Question. Let $X,Y$ be independent random variables. Suppose $X \sim N(0,1)$ and $Y \sim \chi^2_4$, use a bivariate transformation to show that $T=\frac{2X}{\sqrt{Y}} \sim t_4$.

Attempt. Use the bivariate transformation $T=\frac{2X}{\sqrt{Y}}, S=\sqrt{Y}$. So the inverse transform is given by $X=\frac{1}{2}TS, Y=S^2$. The Jacobian is thus $s^2$. Then I used the transform formula to try to derive the joint density function of $f_{T,S}$ and thus differentiate w.r.t. $s$ to get the marginal density function of $T$. But the expression just got too messy so I wonder if my initial transform was the best way.

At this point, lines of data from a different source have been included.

PR #537, opened 2015-04-01
Rework shared examples

e2:
Fixes on top of #534:
- workaround to prevent 1 spec from crashing JRuby (JRuby lists internal Fiber thread in Ruby's `Thread.list`)
- Ruby < 2.x fixes for getting Task class from ENV
- reorganize shared examples, so that at least actor specs aren't in shared examples (makes dev harder)

Celluloid::IO specs will need to also updated to work with these changes (comming up...).


digitalextremist:
@e2 thanks for pushing to this branch. I'll keep snowballing #535 with all your contributions, then we can revisit celluloid/celluloid-io#134 once that lands.

tarcieri:
At some point I'd like to get most of the RuboCop violations `--auto-correct`ed and have a sane RuboCop policy too.

e2:
@tarcieri - yes, that's probably best done after most PRs have been pulled in and there aren't many feature branches (otherwise it can result in a ton of unnecessary merges/conflicts).

e2:
I like how you can immediately see that the hanging tests are due to failing TaskThread tests (JRuby): https://travis-ci.org/celluloid/celluloid/builds/56668865

digitalextremist:
@e2 that is a *substantial* improvement.

Issue #538, opened 2015-04-01
Set RuboCop loose in codebase.


digitalextremist:
> At some point I'd like to get most of the RuboCop violations --auto-corrected and have a sane RuboCop policy too. -- @tarcieri ( #537 )

After `0.17.0` or `0.16.5` is ready for a prerelease, and all the #529 branches are audited, implement Robocop policies and bring the codebase up to standard.

e2:
I've "hidden" the current offenses here: https://github.com/celluloid/celluloid/pull/539

It's best to decide which ones are essential to reenable (by simply removing them from the `.rubocop_todo.yml`, and which ones to ignore for now (like line-length).

Probably the best to start with are the infrequent ones that can be autocorrected - as long as it doesn't interfere with merging, etc.

/cc @tarcieri

tarcieri:
I'd suggest blowing away any extant config, running --auto-correct, then getting a baseline.

I am guessing we'll have to crank up things like ClassLength/MethodLength/AbcComplexity up quite a bit.

Beyond that, we can bikeshed about various details. I'm a fan of `Style/StringLiterals: EnforcedStyle: double_quotes` :wink:

e2:
@tarcieri - I did that. The `.rubocop_todo.yml` in #539  is a "fresh list" of all the offenses.

> I am guessing we'll have to crank up things like ClassLength/MethodLength/AbcComplexity up quite a bit.

RuboCop already took care of that - it displays the largest found size (176 characters - if someone creates a longer line, it will be visible, while anything less - will be skipped).

> I'm a fan of Style/StringLiterals: EnforcedStyle: double_quotes ￼

413 offense - I wouldn't do it because merging could get in the way.

I did a test - here's what auto-correcting ALL the current offenses would look like:

https://github.com/e2/celluloid/commit/c6d6e1d45cd3f83f4afac0a766154acd7c647e68

No major benefit really in the current codebase IMHO.

e2:
I just switched to double quotes (less offenses): https://github.com/e2/celluloid/commit/64faa823e73f6d408aacb9afc8f399ccdf70dad0

digitalextremist:
@e2, you are a monster.

I agree, this is largely trivial at the moment and best run at the turn of `0.17.0` when we're within range of `1.0` ... otherwise this is just going to obfuscate our remaining steps to release. But it's all set though.

tarcieri:
[...]

PR #539, opened 2015-04-01
Hide RuboCop offenses #538

e2:
Disabled all the current RuboCop offenses using the .rubocop_todo.yml.

(Offenses listed there can be selectively re-enabled and fixed on an ongoing basis).


digitalextremist:
@e2 what about keeping the live file and just commenting them all out for now?

digitalextremist:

Would appreciate any help/hint.

Answer 1

If $U,\,V$ are independent continuous random variables of respective pdfs $f_U,\,f_V$ with $V$ of support $[0,\,\infty)$, $W:=U/V$ has pdf $f_W(w):=\int_0^\infty vf_U(wv)f_V(v)dv$. With the choice$$f_U(u)=\frac{1}{\sqrt{2\pi}}\exp-\frac{u^2}{2},\,f_V(v)=\frac12 v^3\exp -\frac{v^2}{2}$$so $U\sim N(0,\,1),\,V\sim\chi_4$, $$f_{U/V}(w)=\int_0^\infty\frac{1}{\sqrt{8\pi}}v^4\exp-\frac{(1+w^2)v^2}{2}dv\propto(1+w^2)^{-5/2}.$$Similarly, $2U/V$ has a pdf $\propto\left(1+\frac{w^2}{4}\right)^{-5/2}$, so is $t_4$-distributed. You're welcome as an exercise to double-check this method gets the right coefficients for unitarity.